**Directions for this task**
All of the material must be duplicated exactly, line by line.

**Dataset records**
PR #16539, opened 2026-08-27
courses: smoother repository member filtering (fixes #16517)

### LINKED ISSUE #16517: Dedupe course membership in one collection pass
**rating:** 42/100 &nbsp;·&nbsp; **proposed by:** codex(r2), deepseek(r2)

`MyCourse.setUserId` filters into a mutable list, does a linear `contains`, conditionally appends, then runs `distinct()` — an extra full pass and list on every course save.

**Ask:** collect the user ids into an insertion-ordered `Set` in one pass. **Do NOT** simply drop the trailing `.distinct()` on the grounds that `contains` guarantees uniqueness — that reasoning is wrong, because the pre-existing list can already contain duplicates.

**Files:** `model/MyCourse.kt`

**Verification:** Verified at MyCourse.kt:53-60. Take codex's insertion-ordered-Set version: deepseek's step 1 ("drop the trailing .distinct() — contains already guarantees uniqueness") is wrong, because the pre-existing list can already contain duplicates.

dogi:
Refactor MyCourse.setUserId to collect non-blank user IDs into an insertion-ordered LinkedHashSet in a single pass, filtering out blank entries and deduplicating pre-existing entries while preserving insertion order.

Fixes #16517

---
*PR created automatically by Jules for task [5496159564222505517](https://jules.google.com/task/5496159564222505517) started by @dogi*


dogi:
## Review: dedupe course membership in one collection pass

**Rating: 89/100** — equivalent, and the equivalence rests on a `LinkedHashSet` property that the tests correctly pin down.

### Correctness

Old:

```kotlin
val current = this.userId.orEmpty().filter { !it.isNullOrBlank() }.toMutableList()
if (!current.contains(userId)) current.add(userId)
this.userId = current.distinct()
```

New:

```kotlin
val set = this.userId.orEmpty().filterTo(LinkedHashSet()) { !it.isNullOrBlank() }
set.add(userId)
this.userId = set.toList()
```

The subtle part is what happens when `userId` is **already present**. The old code guarded with `contains` and skipped the append; the new code calls `add` unconditionally and relies on `LinkedHashSet.add` returning `false` **without re-positioning** the existing entry. If `LinkedHashSet` had access-order semantics (as `LinkedHashMap(accessOrder = true)` does) this would silently move the id to the end and change the persisted order. It doesn't — insertion order is fixed at first insert — so the two are identical.

`testSetUserId_existingUser_preservesInsertionOrderWithoutDuplicates` is exactly the test that property needs, and `testSetUserId_deduplicatesPreExistingAndPreservesInsertionOrder` covers the other half: pre-existing duplicates and blanks in the stored list. Worked through by hand, `["user1", "", "user2", "user1", "   "] + "user3"` gives `["user1", "user2", "user3"]` under both versions.

Allocation-wise: three intermediate lists (filter → toMutableList → distinct) plus a linear `contains` scan become one `LinkedHashSet` and one `toList`, with O(1) membership. `setUserId` runs per course per user during shelf sync, so it's a real if modest saving on a path that repeats.

### Tests

Five on a model method that had none, covering the null/blank/whitespace early return, the null-list case, both dedup orderings, and `removeUserId`. They pass on `master` too, so they're characterisation tests locking behaviour across the refactor — which is the right role, and it's what makes the `LinkedHashSet` swap safe to land.

### Nit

**Answer area**
PR #16539, opened 2026-08-27
courses: smoother repository member filtering (fixes #16517)

### LINKED ISSUE #16517: Dedupe course membership in one collection pass
**rating:** 42/100 &nbsp;·&nbsp; **proposed by:** codex(r2), deepseek(r2)

`MyCourse.setUserId` filters into a mutable list, does a linear `contains`, conditionally appends, then runs `distinct()` — an extra full pass and list on every course save.

**Ask:** collect the user ids into an insertion-ordered `Set` in one pass. **Do NOT** simply drop the trailing `.distinct()` on the grounds that `contains` guarantees uniqueness — that reasoning is wrong, because the pre-existing list can already contain duplicates.

**Files:** `model/MyCourse.kt`

**Verification:** Verified at MyCourse.kt:53-60. Take codex's insertion-ordered-Set version: deepseek's step 1 ("drop the trailing .distinct() — contains already guarantees uniqueness") is wrong, because the pre-existing list can already contain duplicates.

dogi:
Refactor MyCourse.setUserId to collect non-blank user IDs into an insertion-ordered LinkedHashSet in a single pass, filtering out blank entries and deduplicating pre-existing entries while preserving insertion order.

Fixes #16517

---
*PR created automatically by Jules for task [5496159564222505517](https://jules.google.com/task/5496159564222505517) started by @dogi*


dogi:
## Review: dedupe course membership in one collection pass

**Rating: 89/100** — equivalent, and the equivalence rests on a `LinkedHashSet` property that the tests correctly pin down.

### Correctness

Old:

```kotlin
val current = this.userId.orEmpty().filter { !it.isNullOrBlank() }.toMutableList()
if (!current.contains(userId)) current.add(userId)
this.userId = current.distinct()
```

New:

```kotlin
val set = this.userId.orEmpty().filterTo(LinkedHashSet()) { !it.isNullOrBlank() }
set.add(userId)
this.userId = set.toList()
```

The subtle part is what happens when `userId` is **already present**. The old code guarded with `contains` and skipped the append; the new code calls `add` unconditionally and relies on `LinkedHashSet.add` returning `false` **without re-positioning** the existing entry. If `LinkedHashSet` had access-order semantics (as `LinkedHashMap(accessOrder = true)` does) this would silently move the id to the end and change the persisted order. It doesn't — insertion order is fixed at first insert — so the two are identical.

`testSetUserId_existingUser_preservesInsertionOrderWithoutDuplicates` is exactly the test that property needs, and `testSetUserId_deduplicatesPreExistingAndPreservesInsertionOrder` covers the other half: pre-existing duplicates and blanks in the stored list. Worked through by hand, `["user1", "", "user2", "user1", "   "] + "user3"` gives `["user1", "user2", "user3"]` under both versions.

Allocation-wise: three intermediate lists (filter → toMutableList → distinct) plus a linear `contains` scan become one `LinkedHashSet` and one `toList`, with O(1) membership. `setUserId` runs per course per user during shelf sync, so it's a real if modest saving on a path that repeats.

### Tests

Five on a model method that had none, covering the null/blank/whitespace early return, the null-list case, both dedup orderings, and `removeUserId`. They pass on `master` too, so they're characterisation tests locking behaviour across the refactor — which is the right role, and it's what makes the `LinkedHashSet` swap safe to land.

### Nit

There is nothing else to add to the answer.